We can reason from below, as well as from above. We can reason from too little as well as from too much. How much killing horsepower is too little for self-defense? If one is attacked by a single person, you need to have what they have, plus a little bit extra so that you win. If a single attacker can have a hydrogen bomb, then you need two hydrogen bombs, just to make sure. So now we have a paradox. Whatever we allow someone else to have, is all that we are allowed to have! To fix that we must allow ourselves to have anything that they could possible have plus a safety margin and viola - we are in the current impasse enabling mass-shootings at schools, movies, concerts and work.

BUT a group of reasonable people could get together and say, here is how much killing horsepower we are going to confer on any single individual (this has tremendous ramifications for military leaders, but I digress). The killing horsepower that you are certified for depends on: 1) the soundness of your mind and 2) the threats you reasonably expect to confront in your current daily life. This creates a table of permitted killing horsepower. A commander-in-chief I know of, has the killing horsepower of the entire hydrogen-bomb arsenal of the United States. That is probably too much power to confer on one person, who in a moment of questionable judgement, could make a mistake that would destroy the world. Again I digress.

In short, a table of permitted killing horsepower is created and everyone gets a ranking. This table of permitted killing horsepower is created by proper research, debate and due process, while we mourn those lost in the meantime. In the future Artificial Intelligence tools will be used to screen applicants fairly, by quickly applying the wisdom of history and the hive. The model is that of a DMV for killing horsepower. Everybody hates the DMV, even so you can't drive a big truck without a special license and the lawyers come when they run you off the road. We know how to make DMV's. Apple could make them more user-friendly though. Part One Done.

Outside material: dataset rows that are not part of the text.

PR #1472, opened 2024-06-18
Showing weapon name when weapon is researched but not ammo type

ayrtondenner:
When a weapon is researched, but not its ammo type, weapon name will be displayed, but game will comply about need to research ammo before using it.

image

If weapon is not researched, it's still displayed as Alien Artifact

image

Same for Buy and Sell screen:

image
image

Research topic will be searched by name, to check if it matches with weapon name. If no topic match is found, then code will use previously `item->type->canBeUsed` function - which is not the best case, since this will consider not only weapon research status but also ammo research status.


FilmBoy84:
Thanks for this, tested and appears to be working as intended
Merging 🍻

PR #1473, opened 2024-06-22
Renaming property to "Max Samples" and adding "Storage" property at ufopaedia

### LINKED ISSUE #1470: Rename "Aliens Held" to "Alien Storage Capacity" for clarity
I think it is misleading to have it say "Aliens Held" because that indicates that there are 20 Aliens currently held inside the Bio-Transport Module.

PS: If "Alien Storage Capacity" is too long, replace it with "Capacity" or "Alien Capacity".
Aliens Held

ayrtondenner:
Fixes #1470

1. Renamed label "Aliens Held" to "Max Samples" in Bio-Transport Module.

image

2. Added label "Storage" at ufopaedia for agent and vehicle equipments

image
image
image

Obs.: besides "Max Samples", the label "Max Lifeforms" was also suggested, but its length is greater than what view can properly display:

image

### DIFF
--- a/data/languages/ufo_string.pot
+++ b/data/languages/ufo_string.pot
@@ -4448,7 +4448,7 @@ msgstr ""
 msgid "Cargo"
 msgstr ""
 
-msgid "Max Lifeforms"
+msgid "Max Samples"
 msgstr ""
 
 msgid "Jamming"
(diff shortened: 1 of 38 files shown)


FilmBoy84:
Max Samples makes more sense anyway as future mods may use biological objects that are not aliens

Tested and LGTM, merging 🍻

The second part is an inventory, a complete common-sense gun census. An inventory must be made of the location and type of every gun and every round of ammunition. The manufacturers of weapons are required to keep records on how many are made. Many of these can then be tracked down by those records in combination with registration databases and store records.  The location of ALL guns and ammunition repositories must be part of the certification process. If someone tries to cache weapons John Wick style, his killing horsepower privileges are reduced or removed. If you use a gun, that use is going to be audited by the justice system, and the gun census is part of that process. A gun census doesn't take anyone's weapons away that shouldn't have them in the first place.

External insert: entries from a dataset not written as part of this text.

PR #1479, opened 2024-06-30
Changing log type at buildFacility and destroyFacility

ayrtondenner:
As described [here](https://www.reddit.com/r/OpenApoc/comments/1drmirh/game_crash_on_starting_a_new_campaign/), the game will throw a bunch of errors when starting a new campaign. That's because both `buildFacility` and `destroyFacility` are called during new campaign creation at a time where their validation fails - which seems to be the normal process during new campaign.

Changing log type from `LogError` to `LogWarning` so we can avoid blocking when starting a new campaign, while still warning that these checks didn't work when needed to follow these errors.

### DIFF
--- a/game/state/city/base.cpp
+++ b/game/state/city/base.cpp
@@ -284,7 +284,7 @@ void Base::buildFacility(GameState &state, StateRef<FacilityType> type, Vec2<int
 {
 	if (canBuildFacility(type, pos, free) != BuildError::NoError)
 	{
-		LogError("Error when trying to build facility!");
+		LogWarning("Error when trying to build facility!");
 		return;
 	}
 
@@ -407,7 +407,7 @@ void Base::destroyFacility(GameState &state, Vec2<int> pos)
 {
 	if (canDestroyFacility(state, pos) != BuildError::NoError)
 	{
-		LogError("Error when trying to destroy facility!");
+		LogWarning("Error when trying to destroy facility!");
 		return;
 	}
 


XCOM-HUB:
Wouldn't it be nice to have the option to start a new Campaign where you were able to choose which base you would like to begin with and build the basic facilities in that base just the way you want instead of having to use the F10 command and the cheat option to give you extra money to be able to afford to choose your base layout?

XCOM-HUB:
You could add additional buttons beside each difficulty so you could choose to start a standard game or an optional game mode where you get to choose any base you want and then add the basic free facilities like 1 Alien Containment, 2 Stores, 3 Living Quarters, 1 Workshop, 1 Biochemistry Lab, 1 Quantum Physics Lab, 1 Training Area, 1 Psi-gym and 1 Medical Bay. These free facilities would be completed instantly when you place them where you want them. Maybe even give the option to choose where to put the Access Lift!?

FilmBoy84:
> Wouldn't it be nice to have the option to start a new Campaign where you were able to choose which base you would like to begin with and build the basic facilities in that base just the way you want

This has been discussed MANY times before in OA development

The main issue (other than UI and coding a solution) is that is VASTLY changes the balance at each of the five difficulty levels as both the starting buildings for each map and the starting money assume that you will have to lose a few days of game time and cash adjusting the basement to your liking

If you start being able to customise your *inherited* basement from the start it changes that dynamic drastically and we'd have to alter UFO spawn, starting cash, tech level progression and a host of other things to balance the boost to the player it offers

However, i do like the idea of being able to specify which starting base you use in each city - though again this would need to incur a financial penalty to starting money to stop everyone picking the "optimal" base instead of leaving it to random chance

XCOM-HUB:
> However, i do like the idea of being able to specify which starting base you use in each city - though again this would need to incur a financial penalty to starting money to stop everyone picking the "optimal" base instead of leaving it to random chance

Just subtract the cost of the base you choose from your starting capital/funds. Also, add the right amount of money before you choose your base. You should have a little more money from the beginning when you start with no base compared to a standard game where the game chooses a base for you. I realize this would be a difficult thing to implement. A lot of things need to be in place for this to work. I do hope it will be implemented eventually.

With a complete inventory, it will be possible to screen for those who are currently in possession of killing horsepower outside the realm of their daily need and their soundness of mind.

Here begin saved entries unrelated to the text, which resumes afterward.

PR #1483, opened 2024-07-01
Stop adding empty cargo at vehicle when exiting battle

### LINKED ISSUE #1482: Vehicles carrying an empty Alien Artifact after leaving a mission
- OS: Windows 10
- OpenApoc Version: [0.0.1117](https://ci.appveyor.com/project/OpenApoc/openapoc/builds/50118887)
- No Mods
- Savefiles:
  - Battle: [Just kill the Anthropod.zip](https://github.com/user-attachments/files/16044988/Just.kill.the.Anthropod.zip)
  - After battle: [Alien Containment in Base 2.zip](https://github.com/user-attachments/files/15806919/Alien.Containment.in.Base.2.zip)

When a vehicle leaves a battle, it carries an empty Alien Artifact item with count = 0.

image
image

ayrtondenner:
Fixes #1482

Vehicles leaving a mission used to have an empty "alien artifact" item, with count zeroed.
This item is not added anymore, which means that vehicles with no loot are now empty for good.

As a consequence, the dialog "Items from tactical combat zone have arrived" now will only appear when landed vehicle really have something to unload at base, since it used to appear for every single vehicle landing.

### DIFF
--- a/game/state/battle/battle.cpp
+++ b/game/state/battle/battle.cpp
@@ -3361,12 +3361,9 @@ void Battle::exitBattle(GameState &state)
 		}
 	}
 
-	// Give player vehicle a null cargo just so it comes back to base once
+	// Sending vehicles back to base
 	for (auto &v : playerVehicles)
 	{
-		v->cargo.emplace_front(
-		    state, StateRef<AEquipmentType>(&state, state.agent_equipment.begin()->first), 0, 0,
-		    nullptr, v->homeBuilding);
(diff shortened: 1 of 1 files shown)


XCOM-HUB:
It works 🥳 My Phoenix Hovercar 2 no longer gets a message about "Items from tactical combat zone have arrived". Hurray 🥳

Killing all the X-COM bugs one at a time 👍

Any other approach to this problem will find us lamenting the murder of our children in schools, the murder of our friends at movie theaters, concerts and work. Schools, movies, concerts and work makes life worthwhile. Possession of killing horsepower outside our need or ability to wield it makes life more tragic than it already is.

In conclusion. We must implement these two fixes now. If things don't improve we can implement a sundown clause, a return to crazy town and see how that works. Judging from current events, crazy town isn't working at all.